La dynamique capitale de la province du Shandong pourrait incarner à elle seule l’ambivalence de la Chine dans la crise climatique. Le pays qui de loin émet le plus de CO2 – un tiers des émissions mondiales pour un peu moins d’un cinquième de la population de la Terre – est aussi celui qui, de loin également, fait le plus d’efforts pour installer des énergies renouvelables. La ville de Jinan, bordée par le fleuve Jaune au nord et le mont sacré Tai au sud, avec ses plus de 5 millions d’habitants, est en chantier permanent ; y sortent de terre tant des champs de panneaux solaires que des centrales à charbon flambant neuves.

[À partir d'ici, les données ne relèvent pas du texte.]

PR #1541, opened 2022-05-02
Extend user permission tests to cover all types

mgencur:
https://issues.redhat.com/browse/SRVCOM-854

### DIFF
--- a/go.mod
+++ b/go.mod
@@ -159,7 +159,7 @@ require (
 	k8s.io/gengo v0.0.0-20211129171323-c02415ce4185 // indirect
 	k8s.io/klog/v2 v2.40.1 // indirect
 	k8s.io/kube-openapi v0.0.0-20211115234752-e816edb12b65 // indirect
-	k8s.io/utils v0.0.0-20211208161948-7d6a63dca704
+	k8s.io/utils v0.0.0-20211208161948-7d6a63dca704 // indirect
 	knative.dev/caching v0.0.0-20220223181140-b3aed5c4e283 // indirect
 	knative.dev/reconciler-test v0.0.0-20220118183433-c8bfbe66bada
 	sigs.k8s.io/structured-merge-diff/v4 v4.1.2 // indirect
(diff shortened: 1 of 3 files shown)


mgencur:
Rebased. Let's see what happens. The failures looked unrelated.

mgencur:
The error in the upgrade tests is: `prober.go:103: actual unavailable period 1m1.032662026s is over down time limit of 1m0s` 
We've seen it a few times and we'll need to decide if the 1minute limit is OK or should be increased with the latest migration to the new Kafka Broker components.
Anyway, this failure has nothing to do with this PR. I think it can be merged.

test/extensione2e/kafka/user_permissions_test.go
```diff
@@ -49,31 +52,62 @@ func TestKafkaUserPermissions(t *testing.T) {
...
+		Spec: kafkachannelv1beta1.KafkaChannelSpec{
+			NumPartitions:     1,
+			ReplicationFactor: 1,
+		},
+	}
+
+	kafkaSink := &kafkasinksv1alpha1.KafkaSink{
+		Spec: kafkasinksv1alpha1.KafkaSinkSpec{
+			Topic:             "my-topic",
+			NumPartitions:     pointer.Int32Ptr(10),
```
skonto, line 65: How about using `ptr.Int32(10)` and import "knative.dev/pkg/ptr" instead?
Same for ` ptr.String(kafkasinksv1alpha1.ModeStructured)`.

mgencur: I could do that. The two functions have absolutely same result. Just for my understanding - is there any benefit?

go.mod
```diff
@@ -159,7 +159,7 @@ require (
 	k8s.io/gengo v0.0.0-20211129171323-c02415ce4185 // indirect
 	k8s.io/klog/v2 v2.40.1 // indirect
 	k8s.io/kube-openapi v0.0.0-20211115234752-e816edb12b65 // indirect
-	k8s.io/utils v0.0.0-20211208161948-7d6a63dca704 // indirect
+	k8s.io/utils v0.0.0-20211208161948-7d6a63dca704
```
skonto, line 162: Update this too?

test/extensione2e/kafka/user_permissions_test.go
skonto: Avoid introducing new deps.

go.mod
mgencur: Yeah. Now I understand. Thanks. Pushed.

mgencur:
/retest
Infra issue.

« Il y a encore beaucoup de consommation de charbon car sinon nous n’aurions pas assez d’électricité, mais on peut imaginer qu’un jour les énergies vertes le remplaceront », relève sur le pas de sa porte Chen Ying, qui réside à la limite ouest de la ville. Cette femme de 36 ans et sa famille profitent directement du changement. En 2023, au début de l’été, des représentants d’une entreprise d’installation de panneaux solaires, mandatée par l’Etat, sont venus les démarcher pour leur proposer de les associer à la politique d’accélération sur le photovoltaïque, en les payant pour produire de l’électricité sur le toit de leur maison.
Au début, la femme au foyer et son mari, chauffeur de camion, se sont méfiés : est-ce qu’on ne leur demandait pas leur droit de propriété pour l’usurper ou autre escroquerie ? Mais des voisins avaient déjà franchi le pas et l’offre était attrayante. Il a suffi d’une journée de travaux pour installer les panneaux, sans qu’ils n’aient rien eu à faire ni à dépenser. La famille touche depuis 60 yuans par panneau et par an, 3 600 yuans au total, soit 460 euros, un complément de revenu non négligeable.
Partout autour de Jinan apparaissent de tels programmes, car la Chine s’est détachée du peloton en matière d’installation d’énergies renouvelables. Elle construit presque les deux tiers des projets solaires et éoliens de la planète, selon l’ONG basée à San Francisco Global Energy Monitor, huit fois plus que les projets en cours aux Etats-Unis. Elle a franchi en juillet, avec six ans d’avance, son objectif d’avoir installé 1 200 gigawatts de solaire et d’éolien à l’horizon 2030, tandis que l’Union européenne en est à 480 gigawatts. Mais, dans les faits, 59,6 % de l’électricité chinoise provenaient encore du charbon au premier semestre 2024. Ce chiffre, qui passait sous le seuil des 60 %, illustre la difficulté à intégrer ces capacités photovoltaïques aux réseaux et à les gérer de manière stable.